# I'm an astronaut.



## EagerYoungSpaceCadet (Mar 27, 2015)

I'm not, but it's nice to dream. I don't wanna be an astronaut in the literal sense, of being a NASA employee sent into space to gather scientific findings or what the hell ever. I mean more of like... In a romantic sense, I guess? I just wanna spend time all by myself, somewhere past the main belt, and just this side of Jupiter. Inconceivable distances from all the stupid, shitty things that bother me, that aren't even like. BIG things, and nothing to be bothered by, but they still get under my skin.

Just me, and a lot of marijuana, and my thoughts. Maybe a few music and stand up comedy albums, just to stave off isolation insanity.

I write things. Short stories, and poems, and things. They're usually absurdly dark and cynical, in a way that makes it seem like I'm trying way too hard, because I usually am. I didn't come here to like. Have my writing critiqued, or to hone my skills or anything. I just came here to show off what I wrote to a bunch of faceless strangers, who can never ask me what it means, or judge me based on what it says (or at least, if you do, I can just ignore you a little more easily than someone saying it to my face)

My name's Johnathan. I smoke marijuana, watch television and movies. I have a really refined appreciation of music and standup comedy, because those two things have the ability to take even the worst day and turn it right around. I have a lot of thoughts and views on things, and they're probably different from yours, and contrary to popular belief, we don't have to talk about them, and debate them, or try to convert each other or anything. We can just have drastically different views on shit and still be okay with each other.


----------



## jenthepen (Mar 27, 2015)

Hi, Johnathan. You may not be an astronaut but you can certainly write an eye catching title!  

No need to worry about being judged around here - well, unless you enter the writing competitions, I suppose but, even then, we all tend to give helpful and supportive opinions. The bottom line is, we are writers too and we all know how easily thoughtless, opinionated people can rip our dreams apart.

I'm looking forward to reading some of your work, especially the poems. We have quite a few members who write pretty dark stuff so you won't be alone. Before you can show us your stuff, though, you need to make ten posts. That's pretty easy to do; take a look around the forums and jump in when you have something to contribute. Once you get your ten posts you'll also be able to choose your own avatar and signature too.

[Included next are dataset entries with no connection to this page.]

PR #26085, opened 2023-06-09
gha: fix conformance-ginkgo base branch retrieval

giorio94:
Retrieving the base branch from `github.base_branch` does not work when the action is triggered by a comment, because that field is not populated. Let's retrieve it from the json information about the PR. Additionally, let's make sure that we use the correct URL to retrieve the PR information also when the workflow is triggered by a pull_request event.

Link to running workflow: https://github.com/cilium/cilium/actions/runs/5224161919/jobs/9432015821?pr=26085


qmonnet (approved):
Looks good to me, thanks for fixing this!

brlbil (approved):
LGTM

aanm (approved):

PR #26092, opened 2023-06-09
docs: reword incorrect L7 policy description

peterj:
Remove the extra $ characters in the paths (I didn't see this documented anywhere, so I am assuming it might be a left over from previous versions?).

Also, I am fixing incorrect description of the GET /public policy in the L7 section.

### DIFF
--- a/Documentation/security/policy/language.rst
+++ b/Documentation/security/policy/language.rst
@@ -859,10 +859,10 @@ Headers
 Allow GET /public
 ~~~~~~~~~~~~~~~~~
 
-The following example allows ``GET`` requests to the URL ``/public`` to be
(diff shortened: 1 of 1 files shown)


qmonnet (changes requested):
The fix for the description of the `GET /public` sounds good.

For the dollars, I'm not sure this is a mistake, maybe just something that's missing documentation. I can see some other examples using it, including in tests (`pkg/policy/api/utils_test.go`). My guess is that it means the path should match until the end, and not just be a prefix. So please let's clarify whether this is actually something that needs an update before removing these `$`.

qmonnet (approved):
Looks good, thank you!

PR #26105, opened 2023-06-12
cli: add "cilium bpf config list"

mhofstetter:
This PR introduces the possibility to list the content of the BPF map `cilium_runtime_config` via the cilium cli command `cilium bpf config list`.

In addition, these information are dumped during sysdump with the bugtool.


pkg/maps/configmap/config_map.go
```diff
@@ -32,14 +32,21 @@ const (
 	AgentLiveness
```
mhofstetter, line 31: @dylandreimerink @jrajahalme it looks like the "marker" entry `UsedEntries` is unused and lost its meaning. When L2 Announcement has been introduced, a new entry has been added to the end (whereas the intention of the marker entry was to be the last entry).

should we delete the entry and move `AgentLiveness` to second position?

dylandreimerink: Moving `AgentLiveness` is alright with me, as long as we do it before the feature freeze. Moving after that could pose upgrade issues if the map is not recreated. I also have no idea what `UsedEntries` was supposed to be used for.

dylandreimerink (approved):

mhofstetter:
removed review-request for @aditighag - as @dylandreimerink covered sig-datapath. L2Announcement (by dylan) is also using the runtime config map.

mhofstetter:
rebased to `main` to get rid of jenkins checks :)

pkg/maps/configmap/config_map.go
mhofstetter: @dylandreimerink thanks - removed the constant (in agent & `common.h`)

asauber (approved):
Looks great. The de-duplication of the index strings is nice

Incidentally, I'm with you about music and standup comedy - probably drastically different in the detail though - but the effect heals me just the same way. Have fun and get posting.

jen


----------



## Boofy (Mar 27, 2015)

Hey there, Jonathan. I'm Boofy. I never had any romantic aspirations. Growing up I actually wanted to ride roller coasters all day. Then I went on a roller coaster for the first time... turns out I was horribly wrong about my future in roller coaster riding. There is a point in there somewhere but I fear I've lost it ^^;

Welcome to the forum, anyway!


----------



## bazz cargo (Mar 27, 2015)

Greetings Earthling,
inside a story you can be what you want and go where you want, I hope you find what you want.

Here be dragons. 

Welcome to the asylum. 
BC


----------



## Blade (Mar 28, 2015)

:hi:Welcome to the forums EagerYoungSpaceCadet 

You seem to have made yourself comfortable in your spacecraft. Actually i would think that the major hazard on the road to becoming an astronaut would be all the hours flying jet aircraft that you have to put in as part of your 'qualification'.](*,) Pretty gruesome really as is just a lot of time spent essentially doing nothing except wasting jet fuel and putting down a major Carbon footprint. Boofy's roller coaster rides make a lot more sense as you can get off mercifully soon and can even perhaps enjoy some companionship at the same time.

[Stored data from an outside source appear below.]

PR #26239, opened 2023-06-14
add controller group runs metric

asauber:
Adds a metric which counts controller runs by "group" (currently the controller name).

Currently produces the following type of output:

```
cilium_controllers_group_runs_total{group_name="bpf-map-sync-cilium_lxc",status="success"} 25
cilium_controllers_group_runs_total{group_name="cilium-health-ep",status="success"} 3
cilium_controllers_group_runs_total{group_name="dns-garbage-collector-job",status="success"} 3
cilium_controllers_group_runs_total{group_name="endpoint-gc",status="success"} 1
cilium_controllers_group_runs_total{group_name="ipcache-inject-labels",status="success"} 10
cilium_controllers_group_runs_total{group_name="k8s-heartbeat",status="success"} 5
cilium_controllers_group_runs_total{group_name="link-cache",status="success"} 9
cilium_controllers_group_runs_total{group_name="metricsmap-bpf-prom-sync",status="success"} 26
cilium_controllers_group_runs_total{group_name="resolve-identity-2088",status="success"} 1
cilium_controllers_group_runs_total{group_name="restoring-ep-identity (1153)",status="success"} 1
cilium_controllers_group_runs_total{group_name="sync-host-ips",status="success"} 3
cilium_controllers_group_runs_total{group_name="sync-lb-maps-with-k8s-services",status="success"} 1
cilium_controllers_group_runs_total{group_name="sync-policymap-1153",status="success"} 5
cilium_controllers_group_runs_total{group_name="sync-policymap-2088",status="success"} 4
cilium_controllers_group_runs_total{group_name="sync-to-k8s-ciliumendpoint (1153)",status="success"} 13
cilium_controllers_group_runs_total{group_name="sync-to-k8s-ciliumendpoint (2088)",status="success"} 14
cilium_controllers_group_runs_total{group_name="sync-utime",status="success"} 3
cilium_controllers_group_runs_total{group_name="write-cni-file",status="success"} 1
```

Clearly, some of these controller names are dynamic based on the Cilium endpoint ID, which should be handled somehow.

At least three approaches to this:

1. One idea is to require the `controller` struct to have a new field `groupName`, set in order to recieve this metric.
(**likely best idea and going to try this**)

2. Another idea is to dynamically strip anything that looks like an ID in the group name.

3. Yet another idea is to prescriptively strip IDs based on known dynamically-named controllers, although this runs the risk of new such controllers being added without the corresponding aggregation.

Next steps here:

* Find a good way to logically group controllers
* Put this behind a flag.
* Address concerns about cardinality and memory usage with runtime data.

### DIFF
--- a/clustermesh-apiserver/users_mgmt.go
+++ b/clustermesh-apiserver/users_mgmt.go
@@ -97,6 +97,7 @@ func (us *usersManager) Start(hive.HookContext) error {
 	}
 
 	us.manager.UpdateController(usersMgmtCtrl, controller.ControllerParams{
+		Group:   usersMgmtCtrl,
 		Context: context.Background(),
 		DoFunc:  us.sync,
 	})
--- a/operator/cmd/ccnp_event.go
+++ b/operator/cmd/ccnp_event.go
@@ -128,6 +128,7 @@ func enableCCNPWatcher(ctx context.Context, wg *sync.WaitGroup, clientset k8sCli
 
 	mgr.UpdateController("ccnp-to-groups",
 		controller.ControllerParams{
+			Group: "ccnp-to-groups",
 			DoFunc: func(ctx context.Context) error {
 				groups.UpdateCNPInformation(clientset)
 				return nil
--- a/daemon/cmd/cni/config.go
+++ b/daemon/cmd/cni/config.go
@@ -179,6 +179,7 @@ func (c *cniConfigManager) Start(hive.HookContext) error {
 	// Install the CNI file controller
 	c.controller.UpdateController(cniControllerName,
 		controller.ControllerParams{
+			Group: cniControllerName,
 			DoFunc: func(ctx context.Context) error {
 				err := c.setupCNIConfFile()
 				if err != nil {
--- a/daemon/cmd/daemon.go
+++ b/daemon/cmd/daemon.go
@@ -1213,6 +1213,7 @@ func newDaemon(ctx context.Context, cleaner *daemonCleanup, params *daemonParams
 	d.controllers.UpdateController(
 		syncHostIPsController,
 		controller.ControllerParams{
+			Group: syncHostIPsController,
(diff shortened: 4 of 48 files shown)


clustermesh-apiserver/users_mgmt.go
```diff
@@ -97,6 +97,7 @@ func (us *usersManager) Start(hive.HookContext) error {
 	}
 
 	us.manager.UpdateController(usersMgmtCtrl, controller.ControllerParams{
+		Group:   usersMgmtCtrl,
```
tommyp1ckles, line 100: I think for this component you would have to [explicitly enable the metric ](https://github.com/cilium/cilium/blob/main/clustermesh-apiserver/metrics/metrics.go#L75)

operator/cmd/ccnp_event.go
```diff
@@ -128,6 +128,7 @@ func enableCCNPWatcher(ctx context.Context, wg *sync.WaitGroup, clientset k8sCli
 
 	mgr.UpdateController("ccnp-to-groups",
 		controller.ControllerParams{
+			Group: "ccnp-to-groups",
```
tommyp1ckles, line 131: 💡 idea: since we're not bound by the controller identifier, maybe we could make these more readable: ```ciliumclusterwidenetworkpolicy-to-groups```

(might actually be too hard to type in this situation)

clustermesh-apiserver/users_mgmt.go
asauber: Good to know. I'll have to confirm this.

operator/cmd/ccnp_event.go
asauber: I like the idea of extra verbosity, I'll consider this when moving these names into constants.

asauber:
Closing in favor of https://github.com/cilium/cilium/pull/26850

In any case take some time to look around the boards and see all that is going on. Don't worry too much about your opinions on various issues as no one here will likely care any more than you do. If you have any questions please ask. Good luck on your endeavours.:encouragement:


----------



## Firemajic (Mar 28, 2015)

welcome.. quite an entertaining intro... lol.. I certainly hope you write a little comedy... anyway.. WF is the place for space cadets and writers so you can land here and get busy writing. Have a  look around and get to know everyone...Jump in and get your feet wet... read, critique and have a solar blast... Mentors are ready to help you navigate your way around this planet..I am looking forward to reading your work.. Peace always.. Julia


----------



## EagerYoungSpaceCadet (Mar 29, 2015)

Jesus. Those 10 posts are gonna be difficult. I read through about 15 poems, and all I could think for each was "This is ridiculously pretentious as all get out." Then I read some short stories, and most of those were pretty awful. I don't think I have _constructive_ criticism in me, haha.

But I'll for sure try.


----------



## am_hammy (Mar 29, 2015)

EagerYoungSpaceCadet said:


> Jesus. Those 10 posts are gonna be difficult. I read through about 15 poems, and all I could think for each was "This is ridiculously pretentious as all get out." Then I read some short stories, and most of those were pretty awful. I don't think I have _constructive_ criticism in me, haha.
> 
> But I'll for sure try.



First, I'd like to welcome you to WF! Always happy to see a new face join our ranks of writers. The more the merrier right?

Don't worry, ten posts is easy peasy to get to. If you feel like critiquing a poem or story isn't your thing, we also have a Visual arts section, a writing discussion section, and more chill places for every day topics towards the bottom of the home page in the The Lounge and The Living Room.

We are all here to improve in one way or another. There are many here who I've seen say that critiquing is a great way to grow in your own writing so I would definitely encourage you to try. Words are powerful and beautiful and there are plenty of friendly and respectful ways of letting someone know your opinion while also giving constructive criticism. I'm sure if you take a step back from it and browse other sections of the forum and come back to stories and poetry, you'll be able to get what you need to get across. It's always great to start with things that you like. Sometimes it's nice for the writer to see that a reader recognizes things that stick out to them. Helps you as a reader to focus on positive things, and lets the writer know they are headed in a good direction. So instead of trying to see what they could improve on, first focus on what you like about their pieces. Naturally, advice and things you notice that might need improving will pop up and you'll be able to convey your thoughts properly through a criticism ^_^

So definitely take a break, go explore some more around the boards then come back to it. I have no doubt it will work out in the end for ya and everyone can benefit. See you around on the boards and happy exploring!! =)


----------



## KellInkston (Mar 30, 2015)

GREETINGS, ASTRONAUT- I AM A SKELETON.

But my name's Kell. I'm e_ager_ to get to know you.


----------



## TheWonderingNovice (Mar 30, 2015)

Welcome,

I do hope you enjoy your journey in this vast universe of writers. From your introduction, I can tell that you will fit right in.

Enjoy and Welcome. :grin:


----------



## C.Waveman (Mar 30, 2015)

Ayyyy I always wanted to be an astronaut! (in a literal way tho). I'm new here too!


----------



## EagerYoungSpaceCadet (Mar 30, 2015)

KellInkston said:


> But my name's Kell. I'm e_ager_ to get to know you.



Ahhhhhhaha. I see what you did there, you crafty one.


----------



## robingarcia (Mar 30, 2015)

I'm right with you on the not knowing where to start thing, John. So I'm assuming you like sci-fi as well, based on the astronaut joke? I mean, not that I'm judging you based on your astronautiness.


----------